9. The computing device of claim 1, wherein the circuitry is further configured to generate the blend of the set of two-dimensional textures by:
sequentially blending portions of the set of two-dimensional textures; and
applying the sequentially blended portions of the set of two-dimensional textures to a template texture map.
10. The computing device of claim 9, wherein the circuitry is further configured to apply the sequentially blended portions of the set of two-dimensional textures to the template texture map using one or more Laplacian pyramids.
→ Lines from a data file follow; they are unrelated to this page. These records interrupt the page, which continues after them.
PR #240, opened 2019-12-08
Enable top level package import

### LINKED ISSUE #235: Enable import of full ART package
It would be nice to be able to import the full ART toolkit using `import art`

However, the import structure does not allow this:
```
import art
wrapper = art.classifiers.KerasClassifier(model=dummy_model)
```
Returns `AttributeError: module 'art' has no attribute 'classifiers'`

See: 
https://colab.research.google.com/drive/1X3U0xm0uEEwWDM4njwwbl9aDK5Jk9OeO

I would be willing to submit a PR for this but wanted to check with the maintainers to see if there is a reason for this.

seanpmorgan:
# Description
Enable top level import. Happy to move the configs somewhere else if you'd prefer.

```
import art
art.classifiers.keras.KerasClassifier
```
* Import submodules from package init
* Move DATA_PATH and NUMPY_DTYPE to utils so that there is no circular dependency

Fixes #235 

- [ ] Bug fix (non-breaking)

# Testing
Can add a unit test if you would like. Other unit tests likely cover the changes though.

# Checklist


beat-buesser:
Hi @seanpmorgan Thank you for this pull request!

beat-buesser:
I have asked @ririnicolae for a review @ririnicolae is currently looking at the logging of ART and I also would like to check if this effects the work on logging.

art/utils.py
```diff
@@ -434,7 +473,7 @@ def load_batch(fpath):
         data = data.reshape(data.shape[0], 3, 32, 32)
         return data, labels
 
-    from art import DATA_PATH
+    from art.utils import DATA_PATH
```
beat-buesser: Is this import still required? It results in a LGTM warning on importing itself.

art/utils.py
```diff
@@ -477,7 +516,7 @@ def load_mnist(raw=False):
     :return: `(x_train, y_train), (x_test, y_test), min, max`
     :rtype: `(np.ndarray, np.ndarray), (np.ndarray, np.ndarray), float, float`
     """
-    from art import DATA_PATH
+    from art.utils import DATA_PATH
```
beat-buesser: Is this import still required? It results in a LGTM warning on importin itself.

art/utils.py
```diff
@@ -508,7 +547,7 @@ def load_stl():
     :rtype: `(np.ndarray, np.ndarray), (np.ndarray, np.ndarray), float, float`
     """
     from os.path import join
-    from art import DATA_PATH
+    from art.utils import DATA_PATH
```
beat-buesser: Is this import still required? It results in a LGTM warning on importin itself.
```suggestion
```

art/utils.py
```diff
@@ -553,7 +592,7 @@ def load_iris(raw=False, test_set=0.3):
     :return: Entire dataset and labels.
     :rtype: `(np.ndarray, np.ndarray), (np.ndarray, np.ndarray), float, float`
     """
-    from art import DATA_PATH, NUMPY_DTYPE
+    from art.utils import DATA_PATH, NUMPY_DTYPE
```
beat-buesser: Is this import still required? It results in a LGTM warning on importin itself.
```suggestion
```

art/utils.py
```diff
@@ -664,7 +703,7 @@ def get_file(filename, url, path=None, extract=False):
     :rtype: `str`
     """
     if path is None:
-        from art import DATA_PATH
+        from art.utils import DATA_PATH
```
beat-buesser: Is this import still required? It results in a LGTM warning on importin itself.
```suggestion
```

seanpmorgan:
@beat-buesser Thanks for the review. Apologies for the self imports, missed that and they've been removed.

I wouldn't import `art.utils` in `art/__init__` because it'll import all the globals defined in that file during `import art`.  Only the subpackages are imported here so that `art.supabakge.*` can be called.

seanpmorgan:
> Hi, @seanpmorgan ! Thank you for your contribution, I think it's indeed convenient to have shorthands for imports. However, moving the logic in `art/__init__.py` to `art/utils.py` has some unintended side effects:
> 
> * That code is boilerplate logic that needs to run when `art` is imported, however it is imported. This is not the case anymore when importing just `art`.
> * Moreover, in order for the logic that was moved to be executed, now developers need to import `art/utils.py` by hand in every new file. This is bound to introduce errors in the future, as there is no way to guarantee it.
> 
> I suggest that the boilerplate init logic returns to `art/__init__.py`. I understand that the change was introduced to avoid circular imports, but we should probably find another way around that problem. Let us know if we can help with that.

Hi @ririnicolae thanks for the review!

So currently the boiler plate `NUMPY_DTYPE` and `DATA_PATH` have to be imported in all submodules of ART that use it (see all of the files modified in this PR). This is true before and after this PR. If an end user wanted to use these global variables they would not be able to without `import art`; and as described in #235 that import pattern is pretty useless. 

```
(art) sean-morgan@ubuntu-spmorgan:~/code/adversarial-robustness-toolbox$ python
Python 3.6.9 |Anaconda, Inc.| (default, Jul 30 2019, 19:07:31) 
>>> from art.attacks.boundary import BoundaryAttack
>>> print(DATA_PATH)
Traceback (most recent call last):
  File "<stdin>", line 1, in <module>
NameError: name 'DATA_PATH' is not defined
```

I also want to be clear about the issue this is trying to solve. This isn't really "short-hand" imports but rather allowing a user to `import art` and then access all of the submodules beneath it (currently not allowed). 

I'm happy to move the boilerplate out of `utils` and I agree that's not the best place for it... but placing them in `art.__init__` will make it so that the top level init is unable to import submodules (circular import since the submodules have to import art -- an anti-pattern). 

As a side note I also think `DATA_PATH` and `NUMPY_DTYPE` are pretty dangerous global variable names. Perhaps using `ART_DATA_PATH` would be better in case an end-user decides to recreate those variables unknowingly.

ririnicolae:
@seanpmorgan Thanks for your detailed response to the review! I agree with all the points you have mentioned. Would it work for you to move the global vars to something like `art/config.py` that would only deal with the configuration file and these global values?

From my point of view, feel free to also add the prefix `ART_` to the var names, as you suggested. @beat-buesser What do you think?

beat-buesser:
@ririnicolae I think moving the boilerplate code to `art/config.py` makes sense. I also like the idea of prepending `ART_` to global variable names to avoid future naming conflicts.

@seanpmorgan I think you can go ahead and implement the discussed changes.

seanpmorgan:
Updated. 

**NOTE:** There is a side-effect of re-naming these variables. Because the config first tries to load from `~/.art/config.json` if the user had previously installed and written this config then imports will fail. Is there a way you would like to handle this issue?

art/config.py
```diff
@@ -0,0 +1,45 @@
+import json
+import logging
+import os
+
+import numpy as np
+
+logger = logging.getLogger(__name__)
+
+
+# -------------------------------------------------------------------------------------------- DEFUALT PACKAGE CONFIGS
```
beat-buesser:
```suggestion
# -------------------------------------------------------------------------------------------- DEFAULT PACKAGE CONFIGS
```

art/config.py
```diff
@@ -0,0 +1,45 @@
...
+_folder = os.path.join(_folder, '.art')
+
+_config_path = os.path.expanduser(os.path.join(_folder, 'config.json'))
+if os.path.exists(_config_path):
+    try:
+        with open(_config_path) as f:
+            _config = json.load(f)
+    except ValueError:
+        _config = {}
+
```
beat-buesser: Would it be possible to check here if `_config` contains a key `DATA_PATH` and if yes remove it and add the key `ART_DATA_PATH` with the value received for `DATA_PATH`  and overwrite config.json?

beat-buesser:
@seanpmorgan Thank you for the changes and the note on potential side-effects. What do you think about the proposed solution above?

seanpmorgan:
> @seanpmorgan Thank you for the changes and the note on potential side-effects. What do you think about the proposed solution above?

Sounds like a good solution to me. Updated.

beat-buesser:
@seanpmorgan Looks good to me. Thank you very much for this great contribution!

seanpmorgan:
> @seanpmorgan Thanks for the edits! Does it make more sense now to import `utils` in `__init__`? The circular dependency should be gone. In any case, PR looks good to me.

@ririnicolae I think we should be all set. Since the modules (utils/visualization/etc.) are within top-level `art/` and not under subpackages they should be able to be accessed with `import art`:

```
Python 3.6.9 |Anaconda, Inc.| (default, Jul 30 2019, 19:07:31) 
>>> import art
>>> art.classifiers.keras.KerasClassifier
<class 'art.classifiers.keras.KerasClassifier'>
>>> dir(art.utils)
['__builtins__', '__cached__', '__doc__', '__file__', '__loader__', '__name__', '__package__', '__spec__', '_extract', 'absolute_import', 'check_and_transform_label_format', 'clip_and_round', 'compute_accuracy', 'compute_success', 'division', 'get_file', 'get_label_conf', 'get_labels_np_array', 'least_likely_class', 'load_cifar10', 'load_dataset', 'load_iris', 'load_mnist', 'load_stl', 'logger', 'logging', 'make_directory', 'master_seed', 'np', 'original_to_tanh', 'os', 'performance_diff', 'preprocess', 'print_function', 'projection', 'random_sphere', 'random_targets', 'second_most_likely_class', 'segment_by_class', 'tanh_to_original', 'to_categorical', 'unicode_literals']
>>> art.utils.segment_by_class
<function segment_by_class at 0x7fd37326fb70>
```

PR #34, opened 2022-02-23
feat: menu component

ruslan-mart:


src/components/pickers/Menu/ActionButton.tsx
```diff
@@ -0,0 +1,81 @@
...
+      ) {
+        const target = event.target as HTMLElement;
+
+        if (!isInsideContainer(triggerContext.menuRef.current!, target)) {
+          triggerContext.hideMenu();
+        }
+      }
+    };
+
+    document.addEventListener('mousedown', handler, true);
```
MrFlashAccount, line 69: I suppose this won't work on mobile devices, also why do you traverse over the DOM to figure out if click is outside? There are many cases when we have to use Portal API and that method won't work in that case(because menu is no more a child of MenuTrigger

PR #68, opened 2022-04-04
fix: CUK-54 input-area doesn't stretch to the container's width

MrFlashAccount:


tenphi:
Doesn't make any sense.
It already has 100% width 'because it's a grid item. It can vary in RadioGroup 'cause it overrides `placeContent` styles which make InputArea aligned to the start.

tenphi (approved):

PR #97, opened 2022-05-04
fix(menu): make header sticky when menu is scrollable

JiLiZART:
When we set height and overflow auto to Menu component, we need show menu header.

image


tenphi:
@JiLiZART If the header is sticky the scroll should be below it.

tenphi (changes requested):
The scroll should go below the header.

tenphi (approved):

PR #110, opened 2022-06-02
chore: base component removal

tenphi:


MrFlashAccount:
The bundle size increased over the limit. You need to find out why

MrFlashAccount:
I think we should remove the deprecation of the `Base` component

src/utils/warnings.ts
```diff
@@ -45,26 +50,29 @@ export function deprecationWarning(
...
+  );
 
   // we can make deprecations even better if we add the md syntax in the console.
   // anyway, everything down below will be stripped in the production build
   console.group(`⚠️ ${PREFIX}: Deprecation in ${name}`);
   warn(
     `"${property}" is deprecated, consider better alternative: ${
       typeof betterAlternative === 'function'
-        ? betterAlternative()
+        ? (betterAlternative as () => string)()
```
MrFlashAccount, line 67: Why did you add direct casting to function?

MrFlashAccount (changes requested):

src/utils/warnings.ts
MrFlashAccount: I mean, what was the reason for casting the type? It looks like Typescript can manage it

MrFlashAccount (approved):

11. The computing device of claim 1, wherein the circuitry is further configured to mitigate, in the three-dimensional avatar, directional illumination depicted on the head of the user in the set of images.
12. The computing device of claim 1, wherein the circuitry is further configured to evenly illuminate facial features of the user in the three-dimensional avatar despite the facial features being unevenly illuminated in the set of images.
13. The computing device of claim 1, wherein the circuitry is further configured to refine the blend of the two-dimensional textures via a neural network architecture.
14. The computing device of claim 13, wherein the neural network architecture comprises at least one of:
a U-Net;
an artificial neural network; or
a convolutional neural network.
15. The computing device of claim 1, wherein the circuitry comprises a pipeline equipped with a plurality of data processing elements configured to generate the three-dimensional avatar from the set of images.
16. A system comprising:
a camera configured to capture a set of images that depict a head of a user; and
a computing device configured to:
generate a set of two-dimensional textures based at least in part on the set of images; and
generate a three-dimensional avatar that depicts the head of the user with even illumination by applying a blend of the set of two-dimensional textures to a head model.
17. The system of claim 16, wherein the camera comprises a webcam.
18. The system of claim 17, wherein the computing device comprises a laptop into which the webcam is integrated.
19. The system of claim 16, wherein the computing device is further configured to select the set of images for unwrapping into the set of two-dimensional textures due at least in part to the set of images depicting the head of the user from different viewing angles.
20. A method comprising:
generating, by circuitry of a computing device, a set of two-dimensional textures based at least in part on a set of images that depict a head of a user;
generating, by the circuitry, a three-dimensional avatar that depicts the head of the user with even illumination by applying a blend of the set of two-dimensional textures to a head model; and
providing the three-dimensional avatar for presentation by a display device.